Predictive Analytics Flashcards
Advantages of Converting Numeric Variables to Factor Variables
- Provides added flexibility to model
- When treated as numeric variables, there is an implicit assumption that there is a monotonic relationship between these variables and the target variable in GLMS
- In decision trees, splits have to respect the order of the variable’s values
- Potential improvement in predictive accuracy due to the flexibility of capturing the effects of the variable across different values of their range
Disadvantages of Converting Numeric Variables to Factor Variables
- When converted, these variables have to be represented by a greater number of dummy variables in a GLM, which inflates the dimension of the data and possibly dilutes predictive power
- In a decision tree, the number of splits increases, which increases the computing burden and diminishes interpretability
Check to Support Conversion of Numeric Variable to Factor Variable
Examine the mean of the target variable split by different values of the integer variable. If the mean does not vary in a monotonic fashion, this supports the conversion.
Define offset
In a predictive model, an offset is a variable that serves to account for the different exposure periods of different observations and therefore yield more accurate predictions.

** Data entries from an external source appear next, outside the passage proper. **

PR #2844, opened 2023-07-29
Fix the x/exp dependency

stefanhaller:
Regression in 429225da80b9; this causes a warning to be displayed in VS Code's problems panel.


jesseduffield (approved):
LGTM

PR #2868, opened 2023-08-03
Add support for external diff commands (e.g. difftastic)

stefanhaller:
- **PR Description**

This allows to use external diff commands like difftastic, which can't be used as a pager because they do more than just post-processing the diff. See the added documentation for how to use this feature.

### DIFF
--- a/pkg/commands/git_commands/commit.go
+++ b/pkg/commands/git_commands/commit.go
@@ -201,6 +201,7 @@ func (self *CommitCommands) ShowCmdObj(sha string, filterPath string, ignoreWhit
 
 	cmdArgs := NewGitCmd("show").
 		Arg("--submodule").
+		Arg("--no-ext-diff").
 		Arg("--color="+self.UserConfig.Git.Paging.ColorArg).
 		Arg(fmt.Sprintf("--unified=%d", contextSize)).
 		Arg("--stat").
--- a/pkg/commands/git_commands/commit.go
+++ b/pkg/commands/git_commands/commit.go
@@ -199,9 +199,11 @@ func (self *CommitCommands) AmendHeadCmdObj() oscommands.ICmdObj {
 func (self *CommitCommands) ShowCmdObj(sha string, filterPath string, ignoreWhitespace bool) oscommands.ICmdObj {
 	contextSize := self.UserConfig.Git.DiffContextSize
 
+	extDiffCmd := self.UserConfig.Git.Paging.ExternalDiffCommand
 	cmdArgs := NewGitCmd("show").
+		ConfigIf(extDiffCmd != "", "diff.external="+extDiffCmd).
+		ArgIfElse(extDiffCmd != "", "--ext-diff", "--no-ext-diff").
 		Arg("--submodule").
-		Arg("--no-ext-diff").
 		Arg("--color="+self.UserConfig.Git.Paging.ColorArg).
 		Arg(fmt.Sprintf("--unified=%d", contextSize)).
 		Arg("--stat").
--- a/pkg/commands/git_commands/working_tree.go
+++ b/pkg/commands/git_commands/working_tree.go
@@ -243,10 +243,13 @@ func (self *WorkingTreeCommands) WorktreeFileDiffCmdObj(node models.IFile, plain
 	contextSize := self.UserConfig.Git.DiffContextSize
 	prevPath := node.GetPreviousPath()
 	noIndex := !node.GetIsTracked() && !node.GetHasStagedChanges() && !cached && node.GetIsFile()
+	extDiffCmd := self.UserConfig.Git.Paging.ExternalDiffCommand
+	useExtDiff := extDiffCmd != "" && !plain
 
 	cmdArgs := NewGitCmd("diff").
+		ConfigIf(useExtDiff, "diff.external="+extDiffCmd).
+		ArgIfElse(useExtDiff, "--ext-diff", "--no-ext-diff").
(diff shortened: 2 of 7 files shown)


pkg/config/user_config.go
```diff
@@ -99,9 +99,10 @@ type GitConfig struct {
 }
 
 type PagingConfig struct {
-	ColorArg  string `yaml:"colorArg"`
-	Pager     string `yaml:"pager"`
-	UseConfig bool   `yaml:"useConfig"`
+	ColorArg            string `yaml:"colorArg"`
+	Pager               string `yaml:"pager"`
+	UseConfig           bool   `yaml:"useConfig"`
+	ExternalDiffCommand string `yaml:"externalDiffCommand"`
```
stefanhaller, line 105: I wasn't sure if this should go as a subkey of `pager` or outside of it. It's not technically related to pagers, but from a user's point of view it's conceptually similar. Also, if we later decide to have an array of pagers so that you can cycle through them with a keybinding, having it inside of `pager` will make this easier.

pkg/commands/git_commands/commit.go
```diff
@@ -199,8 +199,11 @@ func (self *CommitCommands) AmendHeadCmdObj() oscommands.ICmdObj {
 func (self *CommitCommands) ShowCmdObj(sha string, filterPath string, ignoreWhitespace bool) oscommands.ICmdObj {
 	contextSize := self.UserConfig.Git.DiffContextSize
 
+	extDiffCmd := self.UserConfig.Git.Paging.ExternalDiffCommand
 	cmdArgs := NewGitCmd("show").
+		ConfigIf(extDiffCmd != "", "diff.external="+extDiffCmd).
```
jesseduffield, line 204:
```suggestion
		ConfigIf(extDiffCmd != "", "diff.external="+extDiffCmd).
		ArgIfElse(extDiffCmd != "", "--ext-diff", "--no-ext-diff").
		Arg("--submodule").
```
A little clearer imo (aligning the two calls at the cost of a double negative)

pkg/commands/git_commands/working_tree.go
```diff
@@ -243,10 +243,13 @@ func (self *WorkingTreeCommands) WorktreeFileDiffCmdObj(node models.IFile, plain
 	contextSize := self.UserConfig.Git.DiffContextSize
 	prevPath := node.GetPreviousPath()
 	noIndex := !node.GetIsTracked() && !node.GetHasStagedChanges() && !cached && node.GetIsFile()
+	extDiffCmd := self.UserConfig.Git.Paging.ExternalDiffCommand
+	useExtDiff := extDiffCmd != "" && !plain
 
 	cmdArgs := NewGitCmd("diff").
+		ConfigIf(useExtDiff, "diff.external="+extDiffCmd).
```
jesseduffield, line 250: same as above

pkg/commands/git_commands/working_tree.go
```diff
@@ -279,9 +282,13 @@ func (self *WorkingTreeCommands) ShowFileDiffCmdObj(from string, to string, reve
 		colorArg = "never"
 	}
 
+	extDiffCmd := self.UserConfig.Git.Paging.ExternalDiffCommand
+	useExtDiff := extDiffCmd != "" && !plain
+
 	cmdArgs := NewGitCmd("diff").
+		ConfigIf(useExtDiff, "diff.external="+extDiffCmd).
```
jesseduffield, line 289: same as above

pkg/config/user_config.go
jesseduffield: I'm happy with this

jesseduffield (commented):
Looks good: one main question: do we actually need lazygit to pass the external diff command? If we just passed `--ext-diff` instead, and the user configured the actual command in their git config, that would also work right? And if so, I think we should leave it to the git config. What do you think?

pkg/commands/git_commands/commit.go
stefanhaller: Makes sense; changed in 9121114c5934 (together with the other ones below).

stefanhaller:
> one main question: do we actually need lazygit to pass the external diff command? If we just passed `--ext-diff` instead, and the user configured the actual command in their git config, that would also work right? And if so, I think we should leave it to the git config. What do you think?

I think it still makes sense to configure the command in lazygit. My thinking is that we are sort of "abusing" the ext-diff mechanism for something that it wasn't really meant for. The way I understand it, ext-diff is mainly for plugging GUI diff programs into command-line git, so that you can do `git show --ext-diff` on the command-line and have it open e.g. kdiff3. I can imagine that people want to have their git configuration for that use case, but maybe still want to use difftastic inside of lazygit.

Also, if we later add the ability to cycle through pagers in lazygit, we have to make the command part of the pager object so that you can have several different --ext-diff pagers (assuming that there are any others besides difftastic that use this mechanism, which I don't know).

stefanhaller:
I wasn't sure if this should be called enhancement or feature. I picked enhancement for now.

rawnly:
any eta for next release?

CHE1RON:
I'm totally looking forward to this - any ETA for the next release, @jesseduffield? 🙏

rawnly:
> I'm totally looking forward to this - any ETA for the next release, @jesseduffield? 🙏

I'm not sure if this can help, but I ended up installing it via `go` instead of `brew` and use the main branch in stead of the release tag

CHE1RON:
Right, that's one way of doing it 😅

In a GLM, an offset is a predictor whose regression coefficient is known to be 1 a priori
Introducing Training / Test Sets
Prior to fitting any models, I split the data into a training set (70% of the observations) and a test set (30% of the observations) using stratified sampling. To check that the two sets are representative, I note that the means of the target variable in the two data sets are comparable. The predictive power of the models we will study will be performed on the training data, while the predictive performance of these models will be performed on the test data.
Define minbucket
The minimum number of observations in any terminal node of the tree. The higher the value, the smaller the number of splits and less complex the tree.
Define cp
The minimum improvement (with respect to R-squared) needed in order to make a split. The higher the value, the less complex the tree.
Define maxdepth
The maximum number of branches from the tree’s root note to the furthest terminal node. The higher the value, the more complex the tree.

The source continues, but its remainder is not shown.